1. Create the parser file

Create spendstory/parsers/bankname.py:

"""Parser for BankName CSV exports."""
from __future__ import annotations
from pathlib import Path
from spendstory.schema import make_txn

def parse_bankname(filepath: Path) -> list[dict]:
    """Parse BankName CSV into normalized transactions."""
    import csv

    transactions = []
    with open(filepath, newline="", encoding="utf-8-sig") as f:
        reader = csv.DictReader(f)
        for row in reader:
            # Adapt these field names to match the bank's CSV headers
            date_str = row["Date"]           # Parse to YYYY-MM-DD
            description = row["Description"]
            amount_str = row["Amount"]

            # Determine debit vs credit
            # Some banks use negative = debit, positive = credit
            # Others have separate Debit/Credit columns
            amount = float(amount_str.replace(",", "").replace("$", ""))
            txn_type = "debit" if amount > 0 else "credit"

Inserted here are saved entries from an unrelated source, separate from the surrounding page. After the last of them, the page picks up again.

Issue #132, opened 2016-07-14
A pre-computed kernel


alexggmatthews:
In my previous work I've encountered the case where you want to pre-compute a gram matrix (which has fixed hypers) and load it into some GP software without implementing all the code you used in that software. The solution I came to was to store the gram matrix and make the data inputs integer indeces into that matrix. then K(i,j) = K_{i,j} . Do we think this is of general interest?  Is the integer index trick the best way to do it?

jameshensman:
In GPy, there's a 'Fixed' kernel, which just returns a designated matrix (times a scalar parameter). 

The problem is, what to do at predict time? Presumably you just want to ignore this kernel when predicting? 

I think GPy's fixed kernel is confusing for users.

alexggmatthews:
I guess you would upload those elements of the matrix too :) . Consider a case I've come across where the data inputs are _actually_ a large set of graphs. We may not want to have to deal with that sort of complex data structure in GPflow. I can always implement it myself but its just a question of whether we think it is core and more of use to others than a hindrance.

jameshensman:
Ah. Now I have had a think about this sort of thing. What I would suggest, is that the 'X' in GPflow becomes some integer values, and the kernel stores a big lookup table. so the kernel would look like

```python
class LookupKern(GPflow.kernels.Kern):
    def __init__(self, K):
        self._K = K
    def K(X, X2):
            return self._K[X, X2]

big_K = np.load(...)
k = LookUpKern(big_K)

X = np.random.randint(0, big_K.shape[0], (10, 1))
Y = np.foo
```

Then, if you wanted to combine this kernel with other kernels, you'd use separate columns of X, and the active_dims feature of the kernels.

In this case, I think it's core, and a definite upgrade on GPy.kern.Fixed.

alexisboukouvalas:
Just some feedback which may be of use - models such as the PANAMA model use fixed kernels so this enhancement would be useful when trying to implement such models.
[PANAMA](http://journals.plos.org/ploscompbiol/article?id=10.1371/journal.pcbi.1002330) is a GPLVM model that includes known confounding factors

alexggmatthews:
OK. I'm now thesis writing so I will open this one up if someone fancies it.

jameshensman:
Note: This is already pretty-much implemented in the Coregion kernel. The difference in that in the Coregion kernel the positive-definite matrix can be optimized (sampled), whereas this proposal is for a fixed matrix.

Issue #79, opened 2016-06-02
Multi-task/outputs GPs


alexisboukouvalas:
Hi team,

I am considering implementing in GPflow the following paper as a start to multi-output GPs:
https://papers.nips.cc/paper/3189-multi-task-gaussian-process-prediction.pdf

It's a kronecker product kernel where the between-output correlation is estimated using maximum likelihood.
I had implemented this a while back in Matlab and with autodifferentiation it should be a breeze to implement in GPflow.

Do you think this is worth doing or there are much better approaches out there we should implement instead? I like the kronecker approach because it's so simple and interpretable.

jameshensman:
Hi Alexis,

That paper is exactly a linear model of coregionalization. Essentially it's
a product kernel between k(x, x') and what GPy calls a 'Coregionalization'
kernel. If the tasks are all aligned (i.e. for each input we observe all
tasks), the the kronecker structure can be used for inference.

So, you'd need two separate features to make this work.

1) a coregionalization kernel.
2) a kronecker-structured model object

I would love to see an implementation of 1.

For 2, the structure should be able to handle any separable kernel. I think
it would be great to have a think about what's possible for both GPR and
for MCMC. Here are some useful references:

http://papers.nips.cc/paper/5089-it-is-all-in-the-noise-efficient-multi-task-gaussian-process-inference-with-structured-residuals.pdf
http://jmlr.org/proceedings/papers/v37/flaxman15.pdf

For completeness, I'd also want a variational version, calling @c0g

James.

alexisboukouvalas:
Thanks James,  I will go over the papers and we can discuss the best code design.

PR #138, opened 2016-07-24
Coregionalization

fujiisoup:
Not to be merged yet.

I am preparing coregionalized models in GPflow [#79](https://github.com/GPflow/GPflow/issues/79).

Though the implementation is still in progress, I mostly fixed my direction.
Now I have the following concerns, and
I would be great if anyone could review the codes (and test-codes) and give me a comment.

I added the codes in a sub-directory 'coregionalized' and tried to keep (most of) the other parts unchanged.
(I guess coregionalization is not a main stream of GPflow)

However, I would like to make some changes for my implementation.

+ AutoFlow with DataHolder (in [param.py](https://github.com/GPflow/GPflow/blob/Coregionalization/GPflow/param.py))

The current implementation of `AutoFlow` uses `tf.placeholder`s and simply pass it to the wrapped method.
But if it handles `DataHolder` (and its child classes) rather than placeholder, 
it will be very convenient for my implementation.

I want to change the usage of AutoFlow as follows

`@AutoFlow((tf.float64, [None, None]))` -> `@AutoFlow(DataDict)`

and want to make a child class that inherits from AutoFlow.

It is the largest change I want to make in the core part of GPflow.

Please let me know if this change is acceptable.

+ DataHolderList that handles list of data_holders are added in [data_holders.py](https://github.com/GPflow/GPflow/blob/Coregionalization/GPflow/data_holders.py)

I added a class that has similar functionalities to those of ParamList.
I guess it will be convenient for other purposes, so I added it in data_holders.py rather than in coregionalized folder.

+ Lookup parameters and kernels.

Related to #132.
I added lookup kernel in constructing Kronecker's multiple in [coregionalized/lookup_kernels](https://github.com/GPflow/GPflow/blob/Coregionalization/GPflow/coregionalized/lookup_kernels.py) and [coregionalized/lookup_params](https://github.com/GPflow/GPflow/blob/Coregionalization/GPflow/coregionalized/lookup_params.py).

If this functionalities can be used for another purpose, it may be better to move these modules to the parent directory.


jameshensman:
Hi @fujiisoup 

Great! I love coregionalization models. 

There's a lot to look at here. Perhaps, to make it easier to review, we could split out the features into several pull requests. 

1) DataholderList
this seems like a sensible and useful feature. I look forward to including it. 

2) AutoFlow with DataHolder
This sounds like it might be a big change! If it's useful, and doesn't impact other users, we can include it. Otherwise, perhaps I can help you work out another solution. 

3) Lookup parameters and kernels.
I'm not too clear on what this does, but I think it's strongly related to the coregionalization?

4) the coregionalization methods themselves. 

I have some notes on Coregionalization models for you.  In GPy, we can up with a really neat solution for Coregionalization models. The trick contains two things:
1) A coregion kernel, which specifies the kernel between outputs (see #139 )
2) Use an extra column of the *inputs* to the kernel to specify the outputs. 

This takes a moment to get used to, let me give you an example. If we have three output functions, observed at three points 1.2, 2.3, 3.4, the X matrix looks like

```python
np.array([
[1.2, 0],
[2.3, 0],
[3.4, 0],
[1.2, 1],
[2.3, 1],
[3.4, 1],
[1.2, 2],
[2.3, 2],
[3.4, 2]])
```

And the Y observations are stacked up in a single vector. You can specify a Linear model of Coregionalization with this kernel:
```python
k = GPflow.kernels.Matern32(1, active_dims=[0]) * GPflow.kernels.Coregion(1, output_dim=3, rank=2, active_dims=[1])
```
Now you can use this kernel and that data inside *any* GPflow method, doing variational approximations or MCMC or whatever you need. 

Now, an additional thing that happens with coregionalization models is a Kronecker-structured matrix. This gives some significant computational benefits, but requires you to see all the outputs every time. Kronecker methods are not restricted to Coregionalized methods, though, so we should have a separate implementation for general Kronecker things. Note that the method I described above does not require kronecker structure.

fujiisoup:
Hi @jameshensman 

Thank you for the quick review and information.
I would be great if you guys help me for the development.

I guess it is better to note here what I want to realize in this implementation.
I want to construct a very flexible framework for the coregionalization, not only with the coregion kernel but also (for examples)

+ Different mean functions among output tasks

+ Different variations (or even different likelihood forms) among the output task

+ Different scales and offset of the input channel
(e.g. the tasks (X1, Y1) and (X2, Y2) are similar if some transform to the input 
`X1 -> c * X1 + delta` is introduced, with unknown coefficients. Note, this future is not implemented yet and left for the future extension.)


> 4) the coregionalization methods themselves.

I first thought of the extra column in the Data vector, which realize the coregion kernel.
But I guess it will be difficult to use different liekelihoods for each output task, in the current implementation.
(The use of different mean function may be possible if active_dims feature is introduced in mean_functions)

Therefore, I came up with an idea to define a new DataHolder object that bundles the value of X and output task label (`coregionalized.labeld_data.LabeledData`), like

`X.data  = [1.2, 2.3, 3.4, 1.2, 2.3, 3.4, 1.2, 2.3, 3.4]`
`X.label = [  0,   0,   0,   1,   1,   1,   2,   2,   2]`

and also for the the value of Y,

`Y.data  = [2.1, 3.2, 4.3, 2.1, 3.2, 4.3, 2.1, 3.2, 4.3]`
`Y.label = [  0,   0,   0,   1,   1,   1,   2,   2,   2]`

then X and Y are passed to kernel, mean_function, and likelihood.
In the kernel, with X.data the kernel values are calculated and with X.label the coregion kernel values are looked up from the parameter table.
(The `LookUpKernel` is just indroduced to handle this operation, and `coregionalized.kernels.Kern` is almost the same to `kernels.Coregion` kernel)

In the mean_function and likelihood, the input and data vector is split into multiple vectors according to the label, e.g.
`X` -> `[[1.2, 2.3, 3.4], [1.2, 2.3, 3.4], [1.2, 2.3, 3.4]]`
then passed to respective mean_functions and likelihoods and then the results are recombined (and sorted to the original order).
(`coregionalized.mean_functions.MeanFunction`) and (`coregionalized.likelihoods.Likelihood`)


> 2) AutoFlow with DataHolder 

But this idea gives a trouble in the prediction phase, 
because we have to pass data and label pair to the kernel, mean_function and likelihood, but AutoFlow only accepts a simple tf.placeholder.

That's why I want to change the AutoFlow functionalities.

(`DataHolderList` is also introduced (mainly) to customize AutoFlow)


> This gives some significant computational benefits

I might not understand the theory very well, but is it the case if X is common in multiple tasks?
If it is, I might consider to implement both the cases.


> Perhaps, to make it easier to review, we could split out the features into several pull requests.

OK. I will prepare small pull requests.

But because my implementation is largely based on the above idea, 
any advice may avoid unnecessary changes to the codes.

Actually I saw the GPy usage and found that it uses different likelihood and mean_functions among tasks.
I'm wondering if there is a super-smart solution also for GPflow.

alexisboukouvalas:
This I believe also addresses issue #79. This is a great addition and I can help with merging or as an extra set of eyes for reviewing.

fujiisoup:
@alexisboukouvalas  Thank you for your comment.
I would be very great if I could extend GPflow's functionalities.

Additions to the above my comment.
I found my current implementation is not very computationally effective because it execute the sort-operation every calculation time of kernel, mean function, and likelihood.
It may be better to make a sort only one time at the `data_holder.set_data()` method before the calculation.

My `coregionalized.kernels.Linear` is also less effective than #139.

But anyway, I'd like to fix the coding direction at first and then will make necessary improvement.

fujiisoup:
An alternative to achieve coregionalization with much less impact to the GPflow core might be 

to make all the `Likelihood` methods include `X` in their arguments,
like
`Likelihood.logp(self, F, Y)` -> `Likelihood.logp(self, F, X, Y)`
but do nothing for the normal GP models.
In the likelihood classes for  the coregionalized model (should be implemented separately), the task index contained in the extra dimension of `X` (as suggested in the above comment) is used to adopt different variance parameters among tasks.

Which ones are preferred for the GPflow concept?
If you guys have any idea, please let me know.

jameshensman:
Hi @fujiisoup 

> with much less impact to the GPflow core 

I like that idea !

In GPy, we did this by adding "Y_metadata" as an argument to the likelihoods. It was a bit annoying because it touches all the likelihood codes. 

An alternative would be to put the index in an extra column of Y *as well* as an extra column of X. Then a special likelihood could strip out the extra column and pass the correct parts of the remaining columns to the relevant likelihoods. I think I could prototype that pretty quickly.

fujiisoup:
Hi @jameshensman 

Thank you for your comment.
> to put the index in an extra column of Y as well as an extra column of X
sounds great.

It will make almost no impact on the other part!! Cool!

fujiisoup:
Hi @jameshensman 

Thank you very much for your help!
It is exactly what I want. 
I was so surprised that such a simple code realizes the coregionalization...

I will commit some appropriate test codes for this modification.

            txn = make_txn(
                date=date_str,        # Will be normalized to YYYY-MM-DD
                description=description,
                amount=abs(amount),   # Always positive
                txn_type=txn_type,
                source_account="bankname_account",
                account_type="personal",  # or "business"
            )
            transactions.append(txn)

    return transactions

Key points:

  • Use make_txn() from schema.py — it normalizes dates, ensures positive amounts, sets all required keys
  • Handle the bank's specific date format (see Date Formats below)
  • source_account should be a unique snake_case identifier
  • account_type is "personal" or "business"

2. Add detection logic

In spendstory/parsers/__init__.py, add a detection block to detect_account_type():

# BankName:
#   Headers contain "UniqueHeader1" AND "UniqueHeader2"
if {"UniqueHeader1", "UniqueHeader2"} <= header_set:
    return "bankname_account"

Detection rules:

  • Match on header names, not filenames
  • Use unique header combinations that won't collide with other banks
  • If the bank has a non-standard format (like Venmo), handle it before the CSV header parsing

3. Register the parser

In spendstory/parsers/__init__.py, add the import and registry entry:

from spendstory.parsers.bankname import parse_bankname

PARSERS = {
    # ... existing parsers ...
    "bankname_account": parse_bankname,
}

4. Add to EXPECTED_ACCOUNTS

In spendstory/config.py, add the account to the expected accounts dict:

EXPECTED_ACCOUNTS = {
    # ... existing accounts ...
    "bankname_account": "BankName Checking",
}

This makes the Account Status panel show the account even when no CSV is present.

Transaction Schema

Every transaction must have all 11 keys:

Key Type Description
date str YYYY-MM-DD format
month str YYYY-MM (derived from date)
description str Cleaned transaction description
amount float Always positive
type str "debit" or "credit"
source_account str Account identifier (snake_case)
account_type str "personal" or "business"
card_member str/None Cardholder name (multi-card accounts)
original_description str Raw description before cleaning
category str Set later by categorization (use "Other" initially)
merchant_name str Set later by merchant normalization (use description initially)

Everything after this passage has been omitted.